OJTはとても重要で、会社にとっての資産である「ヒト」を戦力として活躍してもらうための力をいれるべき方法です。
事例を交えつつ、OJTの注意点をご紹介したいと思います。

OJTとは?

”OJT(On-The-Job Training)”とは、実際の現場において、業務を通して上司や課の先輩社員が1~3年目の指導を行う、主に新入社員育成のための教育訓練のことをいいます。

ダメなOJTの事例

では、ここである会社で起こったOJTが機能しなかった事例をご紹介します。

ある上場会社に入ったAさん(20代)、彼女は会計の修士号を持っており、人事部は彼女に今後の有価証券報告書など株主総会に必要な書類などを作るメインポジションを任せたく採用しました。
Aさんもその分野とその業務自体に興味があり、入社。
人事部は専門職であるため、OJTをすべて、財務部門のC部長の課に任せることにしました。
ところが、何か月たっても彼女がその仕事を携わることができませんでした。
そして彼女は退職を希望し始めました。

なぜでしょうか。

実は、技能継承がうまくされず、人事が求めるOJTを受けさせることができなかったのです。
現在、その財務部門で、長年メインで担当しているBさん(40代)は、Aさんが入社してきたことにより、自分のポジションを奪われると思い、教えることを全くしなかったのです。
またその部署の上司であるCは、Bさんにその気持ちがあるのをよくわかっており、波風を絶たせたくないという観点から、Aさんに別の仕事をお願いしていました。
C部長はOJTを課として任されていたため、課の仕事の中でOJTできそうなものを探し、Aさんに仕事を割り振りしていました。人事部はその状況を把握していませんでした。

このケースの問題点はなんでしょうか。

本来、育成の仕事は人事部ではありますが、実務に関しては、課など職場単位でOJTをするほうが効率であるということ間違いではありません。
しかし、人事部とAさんが所属した部署の中で認識がづれていた可能性があります。
人事部とC部長のコミュニケ―ションがとれていなかったことがまずあげられます。
また、OJTに関して、人事部がC部長の課に丸投げしてしまったことに原因があるといえます。

ダメなOJTをどう改善すれば良いのか

ではどのように改善すればいいのでしょうか。

育成計画を立てること

「見て覚えなさい」や「とりあえず、これをしていて」などその場の状況化で無計画に育成しても、人が育つわけはありません。
成長の階段をスモールステップで上がっていくのが非常に大事です。
人事部運用している等級制度は、格付けするものであると同時に従業員の目指すべき成長の基準となります。
それにそってOJTも決めていき、現場の運用責任者である管理職に共有するのが大事です。

人材育成は「仕事」であること

技能承継が進まないという声を耳にします。
ボトルネックはどこにあるのでしょうか。

ベテラン社員は「熟練の技能」と「決裁の権限」を持ち合わしています。
ベテラン社員にしてみれば、自分がいないと会社が回らないという既得権益を大事にしている方もおり、タダで技術を教えて、自身のポジションが脅かされるのを気にしているかと思います。

さてどのように解決するべきでしょうか。
人材育成、技能継承自体を「仕事」にする必要があるということです。
この仕事自体の成果を評価することで、メリットをもたせるべきでしょう。

ベテラン社員の指導が必ずしもうまいわけではないということを知ること

ベテラン社員はその実務としてのプロであることはいうまでもありませんが、教えるプロではありません。
どのようにしてほしいなど、育成をメインで行う人事部がきちんと育成計画や方法などを伝えてあげるとよりいいですし、また、人材育成をするためには、人に教える技術を習得させておく必要があるでしょう。

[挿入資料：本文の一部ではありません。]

PR #331, opened 2026-06-28
feat(tui): compact one-line /model switch confirmation

gnanam1990:
## Summary

The `/model` switch confirmation printed a 6–7 line block, which felt heavy for a routine action. This collapses it to a single summary line.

育成の中には、企業文化や理念を伝える機会も設けておく

先ほど登場したAさんは、その業務に興味があり入社しました。
しかし、OTJのこともあり、希望した業務につくことができず退職を希望しています。
もちろん、Aさんの考えも理解できますが、会社の理念や文化を知ってもらう機会など、ベーシックなことを伝える機会を人事部が儲けていれば、業務以外で会社に残りたいという思いを持ってもらえ、引き留めをすることもできたかもしれません。

会社の風土や文化、理念を知り、所属意識を持たせるためにも、全体の従業員研修は人事部が計画もしくは運営したほうがよりいいでしょう。

まとめ

人事部は、等級制度などを使用しながら、人材育成計画を作ることはとても大事です。
そして、現場で従業員教育(OJT等)がキチンと機能しているかを心がける必要があります。
また、評価制度を使い、技能継承をする社員や管理職には人材育成の成果に対し、評価をしましょう。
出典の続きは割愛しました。